● Aim of the task: The answer must consist of every record, printed exactly as it stands.

● Dataset records:

PR #2750, opened 2015-12-15
Fix pre commit

mythmon:
Like I expected, the Pre-commit problems went away after we waited a bit and then upgraded everything. This

1. Upgrades pre-commit and it's dependencies
2. Fixes a bunch of lint errors that eslint found. Not sure how these snuck in. Almost all of them were fixed with `eslint ${files} --fix`.
3. Re-enable linting in Travis.

If Travis likes this, there should be no problem, since Travis was our primary problem.

r?

### DIFF
--- a/kitsune/sumo/static/sumo/js/kbox.js
+++ b/kitsune/sumo/static/sumo/js/kbox.js
@@ -79,7 +79,7 @@
   '<div class="kbox-title"></div>' +
   '<div class="kbox-wrap"><div class="kbox-placeholder"/></div>' +
   '</div>',
-  OVERLAY =
+    OVERLAY =
   '<div id="kbox-overlay"></div>';
 
   // The KBox type
@@ -220,7 +220,7 @@
     },
     setPosition: function(position) {
       var self = this,
-      toX, toY, $parent, parentOffset, minX, minY, scrollL, scrollT;
+        toX, toY, $parent, parentOffset, minX, minY, scrollL, scrollT;
       if (!position) {
         position = self.options.position;
       }
--- a/kitsune/sumo/static/sumo/js/kbox.js
+++ b/kitsune/sumo/static/sumo/js/kbox.js
@@ -73,14 +73,14 @@
 
   'use strict'; // Giving this a shot!
 
-  var TEMPLATE =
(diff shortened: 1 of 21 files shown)


kitsune/sumo/static/sumo/js/kbox.js
```diff
@@ -79,7 +79,7 @@
   '<div class="kbox-title"></div>' +
   '<div class="kbox-wrap"><div class="kbox-placeholder"/></div>' +
   '</div>',
-  OVERLAY =
+    OVERLAY =
```
willkg: Why did this need to get indented?

willkg:
It failed with this:

```
FAIL: kitsune/kpi/tests/test_api.py:KpiApiTests.test_vote
  File "/home/travis/build/mozilla/kitsune/kitsune/kpi/tests/test_api.py", line 180, in test_vote
    eq_(r['objects'][0]['ans_helpful'], 2)
  File "/home/travis/virtualenv/python2.7.9/lib/python2.7/site-packages/nose/tools.py", line 31, in eq_
AssertionError: 3 != 2
```

That test fails for me locally periodically, but not all the time. So I restarted Travis.

mythmon:
That error is fixed in #2751.

willkg:
YAY! Though I thought it had been flakey for a while. There are a couple of others that fail on me periodically, but not all the time, too. Something to do with topics. Next time it happens, I'll be a responsible adult and write up a bug report.

kitsune/sumo/static/sumo/js/kbox.js
mythmon: It is part of a multi-variable `var` statement (which I don't like, but whatever). The linter says that variables in a multi-variable `var` statement that are on not-the-first-line need indented one step. If I had fixed this by hand (instead of with `eslint --fix`, I would have also indented the markup above this. I'll do that now.

willkg:
Travis failed on the same test. So ... maybe land #2751 first, then freebase this, then we can see where things are at.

● Response box:
PR #2750, opened 2015-12-15
Fix pre commit

mythmon:
Like I expected, the Pre-commit problems went away after we waited a bit and then upgraded everything. This

1. Upgrades pre-commit and it's dependencies
2. Fixes a bunch of lint errors that eslint found. Not sure how these snuck in. Almost all of them were fixed with `eslint ${files} --fix`.
3. Re-enable linting in Travis.

If Travis likes this, there should be no problem, since Travis was our primary problem.

r?

### DIFF
--- a/kitsune/sumo/static/sumo/js/kbox.js
+++ b/kitsune/sumo/static/sumo/js/kbox.js
@@ -79,7 +79,7 @@
   '<div class="kbox-title"></div>' +
   '<div class="kbox-wrap"><div class="kbox-placeholder"/></div>' +
   '</div>',
-  OVERLAY =
+    OVERLAY =
   '<div id="kbox-overlay"></div>';
 
   // The KBox type
@@ -220,7 +220,7 @@
     },
     setPosition: function(position) {
       var self = this,
-      toX, toY, $parent, parentOffset, minX, minY, scrollL, scrollT;
+        toX, toY, $parent, parentOffset, minX, minY, scrollL, scrollT;
       if (!position) {
         position = self.options.position;
       }
--- a/kitsune/sumo/static/sumo/js/kbox.js
+++ b/kitsune/sumo/static/sumo/js/kbox.js
@@ -73,14 +73,14 @@
 
   'use strict'; // Giving this a shot!
 
-  var TEMPLATE =
(diff shortened: 1 of 21 files shown)


kitsune/sumo/static/sumo/js/kbox.js
```diff
@@ -79,7 +79,7 @@
   '<div class="kbox-title"></div>' +
   '<div class="kbox-wrap"><div class="kbox-placeholder"/></div>' +
   '</div>',
-  OVERLAY =
+    OVERLAY =
```
willkg: Why did this need to get indented?

willkg:
It failed with this:

```
FAIL: kitsune/kpi/tests/test_api.py:KpiApiTests.test_vote
  File "/home/travis/build/mozilla/kitsune/kitsune/kpi/tests/test_api.py", line 180, in test_vote
    eq_(r['objects'][0]['ans_helpful'], 2)
  File "/home/travis/virtualenv/python2.7.9/lib/python2.7/site-packages/nose/tools.py", line 31, in eq_
AssertionError: 3 != 2
```

That test fails for me locally periodically, but not all the time. So I restarted Travis.

mythmon:
That error is fixed in #2751.

willkg:
YAY! Though I thought it had been flakey for a while. There are a couple of others that fail on me periodically, but not all the time, too. Something to do with topics. Next time it happens, I'll be a responsible adult and write up a bug report.

kitsune/sumo/static/sumo/js/kbox.js
mythmon: It is part of a multi-variable `var` statement (which I don't like, but whatever). The linter says that variables in a multi-variable `var` statement that are on not-the-first-line need indented one step. If I had fixed this by hand (instead of with `eslint --fix`, I would have also indented the markup above this. I'll do that now.

willkg:
Travis failed on the same test. So ... maybe land #2751 first, then freebase this, then we can see where things are at.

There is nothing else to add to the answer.